Thank you, I am surprised at the timeframes, I honestly thought it would be so much longer to get to Alicante or Malaga, the roads must indeed be very good
even better that we can do it without the toll roads all the way:clap2:


----------



## dgjamison

lynn said:


> I think you'll be shocked at the cost of golf down in the Costa del Sol. My OH and two sons play and it was extortionate before they stumped up membership at one particular club.
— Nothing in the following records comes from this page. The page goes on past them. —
PR #224, opened 2021-12-28
Replace tabs with 4 spaces in docs code blocks

bocharsky-bw:


lookyman:
What is the reason for this? The NEON format traditionally uses tabs.

ondrejmirtes:
Yeah, both work, there's no need to change this.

As they play at least twice a week, it now works out better value, but if you're looking for pay as you play be prepared for horrendous green fees..


Thank you Lynn, this is one area we are concerned about, we wondered if it would be better to try and get membership, or buy a share if it was affordable, like your oh and sons, we would like to play at least twice a week, I was also wondering about joining a golf society, but am not sure if there are any in spain what part of the costa del sol do you live if you don't mind me asking? we were looking at calahonda, mijas area, do you know anything about there? Denise


----------



## dgjamison

xabiachica said:


> have a look at viamichelin
> 
> Santander to Valencia
> 
> to Malaga
> 
> I've left them as recommended routes - but you can choose fastest, prettiest etc


Thank you, I have had a look and this seems to be fine, I think though the toll roads look the quickest, if anyone knows of any good hotels along the way for a stop over I would love to hear from you thanks again
Denise


----------



## lynn

dgjamison said:


> Thank you Lynn, this is one area we are concerned about, we wondered if it would be better to try and get membership, or buy a share if it was affordable, like your oh and sons, we would like to play at least twice a week, I was also wondering about joining a golf society, but am not sure if there are any in spain what part of the costa del sol do you live if you don't mind me asking? we were looking at calahonda, mijas area, do you know anything about there? Denise


We live in Mijas, so yes, I do know a bit about the area! I believe there are golf societies, but my lot opted for buying a share in a golf club, as the boys are still juniors and therefore get a really good deal. PM me if you want any info. I'll try to help if I can 
Lynn
x


----------



## dgjamison

lynn said:


> We live in Mijas, so yes, I do know a bit about the area! I believe there are golf societies, but my lot opted for buying a share in a golf club, as the boys are still juniors and therefore get a really good deal. PM me if you want any info. I'll try to help if I can
> Lynn
> x


thank you Lynn will do


----------



## Rofa

dgjamison said:


> Hi, my husband and I are thinking of getting the Ferry to Santander, and driving to either Valencia or Malaga (we are looking at both places to rent long term). Can anyone tell me how long it takes to drive to either of these places, is it motorway all the way, and any helpful information would really be appreciated.
> we want to rent for a period of 12 months, close to affordable golf courses, and near beaches, so any suggestions would be great. Thanking you
> :juggle:


Santander Valencia easily done in one day now the motorway is complete.
ViaMichelin routes: Maps and driving routes for Europe

Big car, cruise control and two drivers helps as does a sensible decision on by how much to exceed the speed limit, This road is very quiet most of the way and last time I drove it there were no Guardia Civil in sight.


----------



## neilmac

dgjamison said:


> Thank you, I have had a look and this seems to be fine, I think though the toll roads look the quickest, if anyone knows of any good hotels along the way for a stop over I would love to hear from you thanks again
> Denise


Hi, there is a fantastic new road from Huesca called the Autovia de Mudejar it brings you south and towards Valencia - it is straight, dualled, empty and free. From Santander to Huesca is fairly straightforward although we usually pick up the route at San Sebastian.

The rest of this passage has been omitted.